- WHAT IS NEEDED
Below are several entries. Transcribe exactly those lines that fall from the one with "Thanks for this patch." through the one with "GregAC: Ah yes, well spotted", end lines included.

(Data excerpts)
--------------------------------------------------
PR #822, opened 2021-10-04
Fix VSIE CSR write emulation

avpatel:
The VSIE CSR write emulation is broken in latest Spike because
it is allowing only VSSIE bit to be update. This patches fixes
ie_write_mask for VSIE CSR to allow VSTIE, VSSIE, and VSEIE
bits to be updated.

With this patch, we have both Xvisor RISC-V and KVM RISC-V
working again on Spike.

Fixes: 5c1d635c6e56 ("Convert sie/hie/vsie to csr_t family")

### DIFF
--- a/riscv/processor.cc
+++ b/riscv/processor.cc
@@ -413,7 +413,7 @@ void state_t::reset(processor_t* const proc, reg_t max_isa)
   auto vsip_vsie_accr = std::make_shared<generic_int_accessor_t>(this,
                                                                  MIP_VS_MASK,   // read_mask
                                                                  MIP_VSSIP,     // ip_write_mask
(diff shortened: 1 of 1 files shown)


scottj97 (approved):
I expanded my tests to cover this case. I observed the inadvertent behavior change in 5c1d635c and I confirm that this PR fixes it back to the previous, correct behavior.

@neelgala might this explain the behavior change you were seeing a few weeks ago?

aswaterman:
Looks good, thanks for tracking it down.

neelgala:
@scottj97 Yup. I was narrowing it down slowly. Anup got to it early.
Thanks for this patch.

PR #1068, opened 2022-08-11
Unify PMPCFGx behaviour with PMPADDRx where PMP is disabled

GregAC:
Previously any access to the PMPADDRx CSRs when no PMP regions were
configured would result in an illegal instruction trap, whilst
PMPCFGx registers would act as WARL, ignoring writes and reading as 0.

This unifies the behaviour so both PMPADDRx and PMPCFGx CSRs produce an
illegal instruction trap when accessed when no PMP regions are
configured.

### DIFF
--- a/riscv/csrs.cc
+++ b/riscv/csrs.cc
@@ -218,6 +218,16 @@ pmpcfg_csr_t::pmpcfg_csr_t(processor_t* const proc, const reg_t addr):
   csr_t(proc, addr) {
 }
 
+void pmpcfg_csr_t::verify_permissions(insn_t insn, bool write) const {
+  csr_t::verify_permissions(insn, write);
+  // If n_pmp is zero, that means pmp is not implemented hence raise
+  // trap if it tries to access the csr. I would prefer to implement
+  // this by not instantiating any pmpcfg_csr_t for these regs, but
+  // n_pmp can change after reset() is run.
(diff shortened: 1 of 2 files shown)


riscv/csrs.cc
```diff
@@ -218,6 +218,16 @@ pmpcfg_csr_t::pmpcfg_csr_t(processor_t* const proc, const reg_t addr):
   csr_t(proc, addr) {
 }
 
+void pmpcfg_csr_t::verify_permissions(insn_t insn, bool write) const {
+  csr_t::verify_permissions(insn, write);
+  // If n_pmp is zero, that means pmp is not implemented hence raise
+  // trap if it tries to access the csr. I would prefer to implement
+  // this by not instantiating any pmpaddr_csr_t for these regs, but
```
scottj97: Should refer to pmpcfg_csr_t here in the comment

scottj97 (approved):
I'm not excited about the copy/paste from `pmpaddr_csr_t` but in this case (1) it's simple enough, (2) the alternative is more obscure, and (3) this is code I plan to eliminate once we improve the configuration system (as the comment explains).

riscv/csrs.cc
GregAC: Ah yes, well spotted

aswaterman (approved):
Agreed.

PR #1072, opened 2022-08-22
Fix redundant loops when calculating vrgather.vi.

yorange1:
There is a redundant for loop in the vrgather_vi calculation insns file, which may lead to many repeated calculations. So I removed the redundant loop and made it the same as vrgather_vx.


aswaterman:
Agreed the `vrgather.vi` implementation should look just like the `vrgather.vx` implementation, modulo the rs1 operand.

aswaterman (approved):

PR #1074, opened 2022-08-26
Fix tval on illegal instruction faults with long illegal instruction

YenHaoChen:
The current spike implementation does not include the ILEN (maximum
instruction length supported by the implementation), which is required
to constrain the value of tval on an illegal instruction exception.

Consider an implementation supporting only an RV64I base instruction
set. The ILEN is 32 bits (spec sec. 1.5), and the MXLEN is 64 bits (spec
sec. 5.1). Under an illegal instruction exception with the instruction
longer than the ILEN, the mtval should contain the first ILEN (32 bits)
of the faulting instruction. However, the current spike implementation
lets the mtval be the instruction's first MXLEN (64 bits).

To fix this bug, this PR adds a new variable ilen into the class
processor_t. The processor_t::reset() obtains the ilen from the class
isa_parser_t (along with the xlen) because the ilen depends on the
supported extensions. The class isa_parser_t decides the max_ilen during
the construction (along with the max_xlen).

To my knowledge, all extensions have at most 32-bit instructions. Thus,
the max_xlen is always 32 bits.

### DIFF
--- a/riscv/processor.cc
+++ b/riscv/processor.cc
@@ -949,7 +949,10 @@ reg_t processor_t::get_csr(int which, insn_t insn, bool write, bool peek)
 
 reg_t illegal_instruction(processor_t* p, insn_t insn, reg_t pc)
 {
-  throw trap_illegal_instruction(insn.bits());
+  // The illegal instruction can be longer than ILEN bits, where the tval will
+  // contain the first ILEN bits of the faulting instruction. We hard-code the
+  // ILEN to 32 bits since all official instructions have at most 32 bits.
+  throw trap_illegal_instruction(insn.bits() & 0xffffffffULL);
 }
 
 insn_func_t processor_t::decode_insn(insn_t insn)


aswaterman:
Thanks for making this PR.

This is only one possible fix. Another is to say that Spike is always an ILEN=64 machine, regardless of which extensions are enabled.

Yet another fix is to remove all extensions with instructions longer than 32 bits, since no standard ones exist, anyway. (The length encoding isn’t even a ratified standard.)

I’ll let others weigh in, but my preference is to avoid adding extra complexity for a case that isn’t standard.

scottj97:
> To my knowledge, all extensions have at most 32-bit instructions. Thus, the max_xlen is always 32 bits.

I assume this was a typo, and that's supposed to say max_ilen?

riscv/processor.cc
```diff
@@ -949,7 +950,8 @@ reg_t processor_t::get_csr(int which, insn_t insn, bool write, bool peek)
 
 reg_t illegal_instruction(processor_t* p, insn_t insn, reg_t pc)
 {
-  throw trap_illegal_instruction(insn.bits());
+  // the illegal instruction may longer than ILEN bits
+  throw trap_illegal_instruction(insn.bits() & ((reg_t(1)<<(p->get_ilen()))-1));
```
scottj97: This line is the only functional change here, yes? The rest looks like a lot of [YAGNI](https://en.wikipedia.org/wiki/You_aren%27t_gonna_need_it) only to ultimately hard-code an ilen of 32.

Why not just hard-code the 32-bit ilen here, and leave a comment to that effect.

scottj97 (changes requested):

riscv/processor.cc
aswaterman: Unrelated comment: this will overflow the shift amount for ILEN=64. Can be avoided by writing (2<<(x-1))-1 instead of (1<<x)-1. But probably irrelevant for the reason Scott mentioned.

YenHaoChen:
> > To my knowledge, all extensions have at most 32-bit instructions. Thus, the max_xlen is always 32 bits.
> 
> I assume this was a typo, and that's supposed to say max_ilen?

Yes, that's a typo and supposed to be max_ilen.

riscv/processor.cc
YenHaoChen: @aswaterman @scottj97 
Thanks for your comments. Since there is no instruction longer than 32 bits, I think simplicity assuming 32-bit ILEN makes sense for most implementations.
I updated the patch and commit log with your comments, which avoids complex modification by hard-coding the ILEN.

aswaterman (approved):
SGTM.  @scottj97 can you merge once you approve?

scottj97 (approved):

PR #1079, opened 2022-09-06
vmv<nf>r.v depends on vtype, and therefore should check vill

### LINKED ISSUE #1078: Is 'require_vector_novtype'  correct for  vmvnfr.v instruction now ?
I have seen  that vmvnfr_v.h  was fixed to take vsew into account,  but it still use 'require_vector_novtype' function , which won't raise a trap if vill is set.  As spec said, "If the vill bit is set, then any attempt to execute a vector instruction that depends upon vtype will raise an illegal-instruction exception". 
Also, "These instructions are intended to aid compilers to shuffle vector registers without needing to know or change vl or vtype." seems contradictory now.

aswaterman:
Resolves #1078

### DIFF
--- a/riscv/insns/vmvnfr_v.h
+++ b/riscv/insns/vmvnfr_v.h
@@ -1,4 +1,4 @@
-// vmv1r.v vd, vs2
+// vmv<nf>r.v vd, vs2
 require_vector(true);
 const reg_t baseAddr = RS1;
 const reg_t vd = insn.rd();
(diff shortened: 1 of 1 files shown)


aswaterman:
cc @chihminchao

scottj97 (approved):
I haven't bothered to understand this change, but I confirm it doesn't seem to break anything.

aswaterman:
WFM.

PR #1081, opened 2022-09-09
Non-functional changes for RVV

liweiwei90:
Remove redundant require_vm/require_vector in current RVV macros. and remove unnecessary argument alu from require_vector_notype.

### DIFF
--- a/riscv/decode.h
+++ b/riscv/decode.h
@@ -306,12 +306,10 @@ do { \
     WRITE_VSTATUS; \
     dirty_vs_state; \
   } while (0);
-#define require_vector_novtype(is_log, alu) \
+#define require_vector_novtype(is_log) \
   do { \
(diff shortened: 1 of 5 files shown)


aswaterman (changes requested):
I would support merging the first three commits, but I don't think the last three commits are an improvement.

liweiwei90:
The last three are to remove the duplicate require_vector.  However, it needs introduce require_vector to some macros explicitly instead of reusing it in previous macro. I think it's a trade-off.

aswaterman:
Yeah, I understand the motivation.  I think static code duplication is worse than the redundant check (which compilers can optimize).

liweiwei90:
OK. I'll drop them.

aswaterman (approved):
--------------------------------------------------
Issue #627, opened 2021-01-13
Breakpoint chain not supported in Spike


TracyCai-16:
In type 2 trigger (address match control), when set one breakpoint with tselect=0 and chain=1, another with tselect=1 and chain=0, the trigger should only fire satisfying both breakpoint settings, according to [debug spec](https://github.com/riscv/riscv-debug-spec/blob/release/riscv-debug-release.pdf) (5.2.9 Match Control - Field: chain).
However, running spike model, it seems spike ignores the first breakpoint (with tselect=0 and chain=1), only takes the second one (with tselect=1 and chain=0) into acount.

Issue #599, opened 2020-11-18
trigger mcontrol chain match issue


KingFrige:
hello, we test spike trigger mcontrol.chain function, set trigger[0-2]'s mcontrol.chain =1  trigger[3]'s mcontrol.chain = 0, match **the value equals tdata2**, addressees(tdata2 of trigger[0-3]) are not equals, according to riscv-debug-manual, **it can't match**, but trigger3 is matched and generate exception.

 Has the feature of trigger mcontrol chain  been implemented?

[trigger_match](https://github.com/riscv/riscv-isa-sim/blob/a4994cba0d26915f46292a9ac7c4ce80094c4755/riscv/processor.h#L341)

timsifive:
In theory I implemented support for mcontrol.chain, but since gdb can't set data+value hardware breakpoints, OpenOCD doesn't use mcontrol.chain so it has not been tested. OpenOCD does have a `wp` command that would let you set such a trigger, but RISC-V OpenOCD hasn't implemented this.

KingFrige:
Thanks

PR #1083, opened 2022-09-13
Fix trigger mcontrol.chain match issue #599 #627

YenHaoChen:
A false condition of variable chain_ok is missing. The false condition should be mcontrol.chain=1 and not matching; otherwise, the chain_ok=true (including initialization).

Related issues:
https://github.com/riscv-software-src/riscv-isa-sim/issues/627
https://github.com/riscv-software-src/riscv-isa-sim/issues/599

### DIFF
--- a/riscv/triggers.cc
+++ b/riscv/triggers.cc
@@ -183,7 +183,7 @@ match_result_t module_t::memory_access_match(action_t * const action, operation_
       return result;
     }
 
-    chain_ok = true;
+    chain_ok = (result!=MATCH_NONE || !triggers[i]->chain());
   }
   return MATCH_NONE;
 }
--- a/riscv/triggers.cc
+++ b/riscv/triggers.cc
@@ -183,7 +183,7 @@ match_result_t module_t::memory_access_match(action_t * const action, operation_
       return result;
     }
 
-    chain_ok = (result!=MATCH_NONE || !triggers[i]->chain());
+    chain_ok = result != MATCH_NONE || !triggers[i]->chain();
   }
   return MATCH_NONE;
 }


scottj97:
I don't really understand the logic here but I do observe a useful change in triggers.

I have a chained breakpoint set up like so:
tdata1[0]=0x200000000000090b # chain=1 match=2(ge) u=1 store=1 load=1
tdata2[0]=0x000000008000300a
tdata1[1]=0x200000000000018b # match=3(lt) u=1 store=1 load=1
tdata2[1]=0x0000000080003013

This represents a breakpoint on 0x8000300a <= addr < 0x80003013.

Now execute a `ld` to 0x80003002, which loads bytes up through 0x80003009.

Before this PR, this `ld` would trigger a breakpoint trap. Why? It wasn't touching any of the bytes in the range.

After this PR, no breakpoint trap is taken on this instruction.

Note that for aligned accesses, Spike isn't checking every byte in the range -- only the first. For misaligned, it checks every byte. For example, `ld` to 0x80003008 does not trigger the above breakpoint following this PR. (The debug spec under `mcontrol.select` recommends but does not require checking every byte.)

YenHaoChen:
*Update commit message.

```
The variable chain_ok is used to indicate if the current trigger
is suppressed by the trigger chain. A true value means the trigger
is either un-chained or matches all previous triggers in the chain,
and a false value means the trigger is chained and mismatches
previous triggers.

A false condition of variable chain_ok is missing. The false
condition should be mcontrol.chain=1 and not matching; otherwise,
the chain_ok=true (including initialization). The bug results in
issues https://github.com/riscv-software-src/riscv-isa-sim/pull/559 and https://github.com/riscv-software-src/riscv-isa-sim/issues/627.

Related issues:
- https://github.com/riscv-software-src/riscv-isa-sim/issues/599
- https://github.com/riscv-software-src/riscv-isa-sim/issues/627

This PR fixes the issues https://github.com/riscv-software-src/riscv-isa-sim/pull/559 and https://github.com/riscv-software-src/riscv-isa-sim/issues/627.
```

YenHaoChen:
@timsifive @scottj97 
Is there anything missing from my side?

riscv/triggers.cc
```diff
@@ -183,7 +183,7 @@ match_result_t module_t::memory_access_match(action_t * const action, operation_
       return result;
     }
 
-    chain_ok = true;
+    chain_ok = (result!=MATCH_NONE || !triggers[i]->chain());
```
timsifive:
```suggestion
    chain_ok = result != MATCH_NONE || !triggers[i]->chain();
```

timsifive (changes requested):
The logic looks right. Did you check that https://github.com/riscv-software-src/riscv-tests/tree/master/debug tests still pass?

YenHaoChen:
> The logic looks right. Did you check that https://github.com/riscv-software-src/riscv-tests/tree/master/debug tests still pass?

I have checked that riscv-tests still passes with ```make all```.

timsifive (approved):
--------------------------------------------------
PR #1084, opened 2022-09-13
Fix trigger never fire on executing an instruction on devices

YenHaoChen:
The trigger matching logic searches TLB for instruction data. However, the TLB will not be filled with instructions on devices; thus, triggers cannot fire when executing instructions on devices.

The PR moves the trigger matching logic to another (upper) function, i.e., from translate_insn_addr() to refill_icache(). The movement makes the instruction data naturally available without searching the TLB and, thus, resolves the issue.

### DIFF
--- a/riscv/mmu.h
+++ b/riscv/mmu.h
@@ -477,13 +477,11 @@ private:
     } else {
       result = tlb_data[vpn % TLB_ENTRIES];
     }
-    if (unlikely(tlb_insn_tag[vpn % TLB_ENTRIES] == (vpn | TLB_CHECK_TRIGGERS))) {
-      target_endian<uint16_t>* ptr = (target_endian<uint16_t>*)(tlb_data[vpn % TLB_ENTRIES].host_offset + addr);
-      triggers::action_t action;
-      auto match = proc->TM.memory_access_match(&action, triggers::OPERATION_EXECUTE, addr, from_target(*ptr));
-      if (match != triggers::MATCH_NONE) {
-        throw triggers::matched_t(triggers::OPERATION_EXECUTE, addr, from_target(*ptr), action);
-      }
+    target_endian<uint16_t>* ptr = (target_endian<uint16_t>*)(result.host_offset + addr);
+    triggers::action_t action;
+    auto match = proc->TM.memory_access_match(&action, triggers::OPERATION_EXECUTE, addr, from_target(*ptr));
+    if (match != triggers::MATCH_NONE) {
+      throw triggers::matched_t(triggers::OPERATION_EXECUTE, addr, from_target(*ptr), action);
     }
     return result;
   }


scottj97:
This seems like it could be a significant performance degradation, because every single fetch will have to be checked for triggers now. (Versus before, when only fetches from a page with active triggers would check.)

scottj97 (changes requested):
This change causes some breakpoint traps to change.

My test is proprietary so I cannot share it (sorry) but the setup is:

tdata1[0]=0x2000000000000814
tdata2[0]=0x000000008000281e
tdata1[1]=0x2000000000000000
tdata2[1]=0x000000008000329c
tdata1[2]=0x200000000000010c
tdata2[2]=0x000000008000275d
--------------------------------------------------
- RESPONSE BOX
Thanks for this patch.

PR #1068, opened 2022-08-11
Unify PMPCFGx behaviour with PMPADDRx where PMP is disabled

GregAC:
Previously any access to the PMPADDRx CSRs when no PMP regions were
configured would result in an illegal instruction trap, whilst
PMPCFGx registers would act as WARL, ignoring writes and reading as 0.

This unifies the behaviour so both PMPADDRx and PMPCFGx CSRs produce an
illegal instruction trap when accessed when no PMP regions are
configured.

### DIFF
--- a/riscv/csrs.cc
+++ b/riscv/csrs.cc
@@ -218,6 +218,16 @@ pmpcfg_csr_t::pmpcfg_csr_t(processor_t* const proc, const reg_t addr):
   csr_t(proc, addr) {
 }
 
+void pmpcfg_csr_t::verify_permissions(insn_t insn, bool write) const {
+  csr_t::verify_permissions(insn, write);
+  // If n_pmp is zero, that means pmp is not implemented hence raise
+  // trap if it tries to access the csr. I would prefer to implement
+  // this by not instantiating any pmpcfg_csr_t for these regs, but
+  // n_pmp can change after reset() is run.
(diff shortened: 1 of 2 files shown)


riscv/csrs.cc
```diff
@@ -218,6 +218,16 @@ pmpcfg_csr_t::pmpcfg_csr_t(processor_t* const proc, const reg_t addr):
   csr_t(proc, addr) {
 }
 
+void pmpcfg_csr_t::verify_permissions(insn_t insn, bool write) const {
+  csr_t::verify_permissions(insn, write);
+  // If n_pmp is zero, that means pmp is not implemented hence raise
+  // trap if it tries to access the csr. I would prefer to implement
+  // this by not instantiating any pmpaddr_csr_t for these regs, but
```
scottj97: Should refer to pmpcfg_csr_t here in the comment

scottj97 (approved):
I'm not excited about the copy/paste from `pmpaddr_csr_t` but in this case (1) it's simple enough, (2) the alternative is more obscure, and (3) this is code I plan to eliminate once we improve the configuration system (as the comment explains).

riscv/csrs.cc
GregAC: Ah yes, well spotted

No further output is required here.